PR #1510, opened 2024-08-23
hll benchmark test

Macbeth98:
- Did both axiom and segmentio.

### DIFF
--- a/benchmark_test.go
+++ b/benchmark_test.go
@@ -23,6 +23,8 @@ import (
 	"testing"
 	"time"
 
+	"github.com/axiomhq/hyperloglog"
+	"github.com/cespare/xxhash"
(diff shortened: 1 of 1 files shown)


benchmark_test.go
```diff
@@ -609,3 +612,96 @@ func Benchmark_S3_segupload(b *testing.B) {
...
+
+func createUniqueStrings(n int) []string {
+	uniqueStrings := make([]string, n)
+	for i := 0; i < n; i++ {
+		uniqueStrings[i] = fmt.Sprintf("string-%d", i)
+	}
+	return uniqueStrings
+}
+
+func insertIntoAxiomHll(axiomHll *hyperloglog.Sketch, str string) {
```
nkunal, line 624: Pass the string array here and then call tgis function once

■ ASSIGNED TASK
Repeat the listing. Keep every character the same.

■ EXPECTED OUTPUT
PR #1510, opened 2024-08-23
hll benchmark test

Macbeth98:
- Did both axiom and segmentio.

### DIFF
--- a/benchmark_test.go
+++ b/benchmark_test.go
@@ -23,6 +23,8 @@ import (
 	"testing"
 	"time"
 
+	"github.com/axiomhq/hyperloglog"
+	"github.com/cespare/xxhash"
(diff shortened: 1 of 1 files shown)


benchmark_test.go
```diff
@@ -609,3 +612,96 @@ func Benchmark_S3_segupload(b *testing.B) {
...
+
+func createUniqueStrings(n int) []string {
+	uniqueStrings := make([]string, n)
+	for i := 0; i < n; i++ {
+		uniqueStrings[i] = fmt.Sprintf("string-%d", i)
+	}
+	return uniqueStrings
+}
+
+func insertIntoAxiomHll(axiomHll *hyperloglog.Sketch, str string) {
```
nkunal, line 624: Pass the string array here and then call tgis function once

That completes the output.